Okay, I'm following you. In other words, the quandary presented by basing price on supply and demand, and the reason why there are both foreclosed, empty houses and homeless people. That is a legitimate problem with my model. Thank you, that was the kind of criticism I was looking for.
Through central planning so workers know what to built without market signals.
I respect that, but isn't central planning terribly ponderous and top-heavy? I mean, the great paradox of central planning is that, if in theory, the state is supposed to wither away into the higher stage of communism after the lower stage has been completed, how is this even possible if the lower stage relies on a central planning body to even exist?
Robocommie
22nd June 2010, 23:35
Ok, but why does this necessitate a market system? What about participatory planning?
Participatory planning seems ludicrously complex and overly involved. I don't want to spend half my life in meetings voting on how many potato chips I'm going to be eating over the next month.
It just seems like applying the cell-phone minutes phenomenon to every single kind of good.
And it still doesn't seem to resolve the alienation issue. Because if workers are working to meet a quota, it's not real autonomy.
I respect that, but isn't central planning terribly ponderous and top-heavy? I mean, the great paradox of central planning is that, if in theory, the state is supposed to wither away into the higher stage of communism after the lower stage has been completed, how is this even possible if the lower stage relies on a central planning body to even exist?
That assumes central planning would be a state institution. Basically there would be no need for a state apparatus to enforce the plan once the state withers away. Also you will have communities partaking on the planning process thus the central plan would not be something imposes from high above communities it would be a plan made by all the communities with the resources of all communities behind the plan.

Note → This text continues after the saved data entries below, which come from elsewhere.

PR #539, opened 2015-02-23
Adds keymap for insert mode CTRL-T and CTRL-D

nicolaiskogheim:
These are standard vim mappings.

`ctrl-d` shadows `core:delete` (delete character to the right of cursor)
`ctrl-t` shadows `editor:transpose` (swaps character to the left of cursor with character on the right)

There are other ways to do the things that get shadowed that is as quick and easy in Vim-mode, but I understand if your reasoning behind this package conflicts with these two additions.

Again, no tests since these are only mappings and not new functionality.

### DIFF
--- a/keymaps/vim-mode.cson
+++ b/keymaps/vim-mode.cson
@@ -13,6 +13,7 @@
 'atom-text-editor.vim-mode.insert-mode':
   'ctrl-w': 'editor:delete-to-beginning-of-word'
   'ctrl-u': 'editor:delete-to-beginning-of-line'
+  'ctrl-t': 'editor:indent-selected-rows'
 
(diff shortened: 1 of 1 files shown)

As for it being top-heavy central plans have the advantage of economy of scale, take the oil spill in the gulf it is doubtful a bunch of workers communities alone could do much better but a united effort of all the workers of the world would have better chance due to having the resources of Earth behind it if the non-engineers workers of the world basically tell engineers of the world of the world to stop the leak regardless of the labor cost and they have the entire industrial capacity of Earth at their collective command to stop the leak.
ContrarianLemming
23rd June 2010, 14:20
I'm more confused then I was at the start.
However, private ownership worker co-op based anarchism entailes competition, which is not in our interests..
ok we're done here folks
DaComm
23rd June 2010, 15:55
If offered the choice between private ownership socialism, where the workers own the means of production that they alone work at, or communal ownership, where we have workers control but community ownership, why do we choose the latter?
Private ownership necessarily implicates that there is a class system where a certain class is controlling the means of production. This means that there is another group that must actually perform the labor, and do nothing but perform, as the controlling class is the one that controls how the production process will function. The working class has no input outside actually performing the labor, they are not using their intellect or better judgment in their work, thus the workers are prohibited from self-actualization, fulfilling their interests, in the workplace. Private ownership necessarily implicates something other than Socialism, and thus when "private ownership" and "socialism" are put together as a term, we now have a contradiction.